The present study prospectively analysed cataract progression, using the LOCS III grading system, in a cohort of eyes treated with PPV for RRD. The potential influence of various demographic, clinical and surgical characteristics was also evaluated. Factors related to cataract progression after vitrectomy have been extensively discussed in the literature. To date, most studies have been retrospective, including large samples but with low homogeneity in terms of the study populations, timing of follow-up visits, surgeons and investigators. [7, 8] The present study was unique in calculating the time to CES indication following PPV. The novelty is chiefly methodological, consisting in the “ex ante” definition of the level of lens opacification and/or refractive variation required to indicate CES. This way to collect data on the parameters possibly influencing cataract development ensures minimal biases of correlation. The median time between PPV and CES (14.5 months) was similar to that in a prospective series,  but longer than the means reported in other studies examining similar characteristics, such as small-gauge PPV or RRD treated with gas tamponade. [7, 10, 11] Regarding the type of cataract, the N form progressed significantly according to the LOCS III starting from 6 months after PPV, as did the PSC type. In contrast, the C type showed no significant progression during the whole follow-up period, in line with previous observations. [10, 11, 12, 13] Progression of the N and PSC forms supported the concept that noxa mainly affected the posterior surface of the lens. These forms may result from increased exposure to oxygen via the retinal vasculature due to an absence of vitreous gel, prolonged liquid flow from the pars plana and the use of steroids as vitreal stainer during vitrectomy. [14, 15] Unlike the N and SCP forms, C cataracts are associated with extensive disruption of cell structure beginning near the equator of the lens. 
Three parameters in this study were significantly correlated with cataract progression: patient age, the use of PDMS tamponade and macula-on RRD.

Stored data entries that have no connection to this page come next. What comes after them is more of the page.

PR #1795, opened 2023-09-13
Refactor findPermit function

jaucourt:
https://eaflood.atlassian.net/browse/IWTF-3375

Refactor this function so that it doesn't modify parameters anymore


packages/gafl-webapp-service/src/pages/licence-details/licence-length/__tests__/update-transaction.spec.js
```diff
@@ -1,103 +1,133 @@
...
-            getCurrentPermission: () => transactionPageGet,
-            setCurrentPermission: jest.fn()
+            getCurrentPermission: () => permission,
+            setCurrentPermission: transactionSet
           }
         }
       }))
     })
 
     it('should find the permit with the available data', async () => {
```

In older patients (at the time of PPV), the CES indication was earlier, with the hazard ratio approximately doubling for every 5-year increase in age. This supports the preference for lens-sparing PPV to treat RRD in younger patients, considering also the increased technical difficulty of phacoemulsification in vitrectomized eyes. Certainly, the lens-sparing technique implies some differences as compared to the PPV combined with cataract extraction (i.e. phacovitrectomy, PCV). These essentially concern the enhanced retinal visualization during posterior segment surgery; the better access to the vitreous base allowing for a more extensive vitrectomy and endolaser treatment (thereby ensuring more extensive gas filling and better tamponade of retinal breaks) when the lens removal occurs before the PPV. However, a recent prospective trial reported that the preservation of the crystalline lens at the time of PPV ensured similar outcomes to those obtained with PCV, in terms of the retinal reattachment rate and safety during postoperative management.
The correlation between cataract development and presence of PDMS identified in the present study was in line with the literature. [7, 11] The statistically significant results obtained in the small number of eyes with PDMS in this study confirms the appropriateness of the design.
The apparently more rapid progression of cataract when the macula is not detached is an original finding whose mechanism remains quite difficult to assess. We think this issue in particular needs a confirmation through the enlargement of the sample size, which represents the major limitation of this study. However, the study benefitted from a highly homogeneous cohort in terms of: pre-surgery disease, the technical approach and post-PPV follow-up duration. Through prospective observation, visual and refractive conditions that indicate CES were clearly identified and located in time.